=== YOUR OBJECTIVE ===
Everything from the line holding "Capture d’écran de 2022-07-31 22-31-56" through the final line of the entries below is to be duplicated exactly, and nothing outside that span.

=== DATA SHOWN ===
PR #1940, opened 2021-12-24
Set Doxygen 'SEARCHENGINE' to 'YES'

vittorioromeo:
Fixes #1841. We'd need to look at a preview first and see how it looks. I've used Doxygen in other projects before, and while the client-side bar is not perfect, it is quite useful at times.

PR #2173, opened 2022-07-31
Update doxygen configuration and enable searchbar

### LINKED ISSUE #1841: Feature request: adding search button to doxygen API site
it will be very helpful if I can search certain APIs, doxygen provides it for free on the client side.

kimci86:
## Description

This is another attempt to fix #1841 inspired by @vittorioromeo 's #1940 but with some more adjustments.

With those minimal changes, it looks not too bad when I generate the HTML documentation locally with doxygen 1.9.4. (See pictures below.)
The result box is oddly placed but there is some javascript involved that I am not familiar with.
If we want a better look, we could benefit from using some modern CSS template in the future instead of maintaining our own.

I am not sure if some fixes would be needed to work on the website too.
@eXpl0it3r What do you think?

------

Capture d’écran de 2022-07-31 22-31-56
Capture d’écran de 2022-07-31 22-33-50


eXpl0it3r:

eXpl0it3r (approved):
Just tested it locally and it seems to work well 👍 

The SFML Website bits, we can look at separately, it uses its own generation file anyways.

eXpl0it3r:
Thanks a lot for fixing this up!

=== EXERCISE SOLUTION ===
Capture d’écran de 2022-07-31 22-31-56
Capture d’écran de 2022-07-31 22-33-50


eXpl0it3r:

eXpl0it3r (approved):
Just tested it locally and it seems to work well 👍 

The SFML Website bits, we can look at separately, it uses its own generation file anyways.

eXpl0it3r:
Thanks a lot for fixing this up!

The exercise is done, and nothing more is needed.